Work to complete: Below are entries; output exactly the lines from the one with "Tag Gadfly v0.5.2 & Reactive v0.3.6" to the one with "Yeah looks like", both included, and nothing else.

Recorded information:
PR #6618, opened 2016-10-03
Tag all the things

MikeInnes:


ararslan:
Looks like the Atom tests are failing because it can't find `@init`. I think that's something that came from Requires, which was removed as a dependency of Atom after the previous release.

MikeInnes:
Which is also fixed by this PR :) The latest Lazy.jl has `@init` for now so once this is merged the tests will pass.

ararslan:
Awesome 👍

tkelman:
Enable Travis on Media.jl. Given https://github.com/JunoLab/Media.jl/issues/4 it won't be testing much, but will at least verify that the package loads.

tkelman:
If functions have been moved around and these won't work with earlier versions, then the dependencies in REQUIRE need lower bounds

CodeTools/versions/0.4.2/requires
```diff
@@ -1,4 +1,4 @@
 julia 0.5-
-Lazy
+Lazy 0.11.3
```
tkelman: codetools and mux don't use `@init` do they? the others should have this change made in the package REQUIRE too before the next tag

PR #6622, opened 2016-10-03
Register Tensors [https://github.com/lanaperisa/Tensors.jl.git]: v0.0.1

lanaperisa:


tkelman:
This looks neat, did you change your mind about wanting to register it? How does it compare to @Jutho's https://github.com/Jutho/TensorOperations.jl ?

Jutho:
Maybe it would be good to add a little more description of what this package can do in the README. If the focus is on the tucker format, maybe a less generic package name would be favoured? I am a bit skeptical about reserving a generic name for a package with a specific functionality.

lanaperisa:
I will not register it for now, but after I write more detailed README and I will definitely consider choosing a bit more specified name. Thanks for your comments!

PR #6723, opened 2016-10-11
Tag CUSPARSE v0.5.0 [https://github.com/JuliaGPU/CUSPARSE.jl]

kshyatt:
- Now supports Windows
- Uses `Base.Test` `@testset`s
- Tests pass on Windows and Linux


CUSPARSE/versions/0.5.0/sha1
```diff
@@ -0,0 +1 @@
+e7f2be5b071c09026079ccb41545695e542ad3c2
```
kshyatt: Thanks again for the catch ❤️

PR #6724, opened 2016-10-12
Tag Fontconfig v0.1.1

tlnagy:
- Fixes build on Windows, thanks to @jmcastro2109 for helping me figure this out


tkelman:
Should probably enable AppVeyor so it stays that way

tlnagy:
Good point, now that it's in JuliaGraphics, I can add it without bugging Daniel.

PR #6731, opened 2016-10-12
Tag YT v0.4.0 [https://github.com/jzuhone/YT.jl]

jzuhone:


tkelman:
PyArray comes from PyCall, right? You shouldn't be extending getindex on a type from a different package, since that will change the behavior of unrelated code depending on whether or not your package has been imported.

jzuhone:
@tkelman decided to avoid using PyArray altogether now--I'll re-tag and re-submit.

PR #6734, opened 2016-10-12
Tag CovarianceMatrices v0.1.2 and v0.2.0

gragusa:
- v0.1.2 is the last release to support Julia v0.4
- v0.2.0 minor release Julia v0.5 only


CovarianceMatrices/versions/0.1.2/requires
```diff
@@ -0,0 +1,5 @@
+julia 0.4 0.5-
+StatsBase 
+GLM 0.5.5
+DataFrames
+Compat
```
tkelman: should declare a minimum version that implements the feature you need

gragusa:
Hopefully this will fix things.

CovarianceMatrices/versions/0.1.2/requires
tkelman: still need a minimum version on the 0.1.2 tag

CovarianceMatrices/versions/0.2.0/requires
```diff
@@ -2,4 +2,3 @@ julia 0.5
 StatsBase 
 GLM 0.6
 DataFrames
-Compat
```
tkelman: you're still doing `import Compat.view` on master which you'll need to remove for this to work

gragusa: Removed `import Compat.view` from master, retagged and updated sha of the tag. 

For the v0.1.2 tag, the tag REQUIRES 0.8.4 of compat, but I forget to update the REQUIRE of the METADATA PR. Now I did it.

gragusa:
Thanks!

PR #6740, opened 2016-10-13
Tag Gadfly v0.5.2 & Reactive v0.3.6

shashi:
Test fixes


Reactive/versions/0.3.6/requires
```diff
@@ -0,0 +1,2 @@
+julia 0.4
+Compat 0.9.2
```
tkelman: what are you using that's only in 0.9.2?

shashi: I guess @SimonDanisch just went with the latest tag of Compat. And it works. Is this a problem?

tkelman: It's too tight of a bound. What features do you actually need?

ararslan:
While you're at it, want to update the URL for Gadfly to reflect its new location?

tkelman:
@araslan I actually put that in https://github.com/JuliaLang/METADATA.jl/pull/6712 but it was hitting a bug in the test script that I haven't figured out yet

ararslan:
Ah, okay. Sorry for the noise, Shashi, and thank you Tony for looking into that!

tkelman:
"looking into" = running https://github.com/JuliaLang/METADATA.jl/blob/metadata-v2/.test/update-redirects.jl

Reactive/versions/0.3.6/requires
shashi: a NEWS.md would be nice to have. Anyway, I could fix this by removing the dependency :-p

tkelman:
Yeah looks like that should work too, though check that it still works on 0.4 and doesn't have depwarns on 0.5.

Since Travis is so backed up right now, that reminds me - time to create a JuliaUX org for Reactive, Interact, maybe a few more?

PR #6745, opened 2016-10-13
Tag Plots v0.9.5 [https://github.com/tbreloff/Plots.jl]

tbreloff:


tbreloff:
Since this wasn't merged yet, I'm adding a fix for an issue with PlotThemes gradient names.

tkelman:
These are both failing tests on Travis

tbreloff:
PlotThemes tests pass on master (one tiny change to a test... no change to the package).  I don't think the Plots tests will pass until PlotThemes is tagged, but they pass locally.

tkelman:
Best to re-tag or make a new PlotThemes tag that includes the test fix then

tbreloff:
Or... you could just merge this and I'll restart travis.

tkelman:
restarting travis on plotthemes won't make a difference, the version you tagged here fails its tests - it only has one dependency

tbreloff:
I'm not tagging again anytime soon, so send people to the gitter if they have trouble

tkelman:
I don't understand what the problem was here. If you already fixed the issue, just adjust the sha and the git tag, or add a new one.

PR #6747, opened 2016-10-13
Tag Gillespie v0.0.2 [https://github.com/sdwfrost/Gillespie.jl]

sdwfrost:
Trying again with up-to-date repo


Gillespie/versions/0.0.2/requires
```diff
@@ -0,0 +1,5 @@
+julia 0.4
+Compat
```
tkelman: https://github.com/JuliaLang/METADATA.jl/pull/6720#discussion_r82973731

sdwfrost: Do you mean a minimum version for Compat as well?

tkelman: yes, whatever first implements all the features you need from compat. there's a note on the readme there about how to identify that

tkelman:
it's a good idea to do so if you're relying on any features that haven't been present in every tagged release of those packages, but can be a bit trickier to determine for other packages.

Gillespie/versions/0.0.2/requires
tkelman: be sure to also make the same change here https://github.com/sdwfrost/Gillespie.jl/blob/master/REQUIRE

Answer to this exercise:
Tag Gadfly v0.5.2 & Reactive v0.3.6

shashi:
Test fixes


Reactive/versions/0.3.6/requires
```diff
@@ -0,0 +1,2 @@
+julia 0.4
+Compat 0.9.2
```
tkelman: what are you using that's only in 0.9.2?

shashi: I guess @SimonDanisch just went with the latest tag of Compat. And it works. Is this a problem?

tkelman: It's too tight of a bound. What features do you actually need?

ararslan:
While you're at it, want to update the URL for Gadfly to reflect its new location?

tkelman:
@araslan I actually put that in https://github.com/JuliaLang/METADATA.jl/pull/6712 but it was hitting a bug in the test script that I haven't figured out yet

ararslan:
Ah, okay. Sorry for the noise, Shashi, and thank you Tony for looking into that!

tkelman:
"looking into" = running https://github.com/JuliaLang/METADATA.jl/blob/metadata-v2/.test/update-redirects.jl

Reactive/versions/0.3.6/requires
shashi: a NEWS.md would be nice to have. Anyway, I could fix this by removing the dependency :-p

tkelman:
Yeah looks like that should work too, though check that it still works on 0.4 and doesn't have depwarns on 0.5.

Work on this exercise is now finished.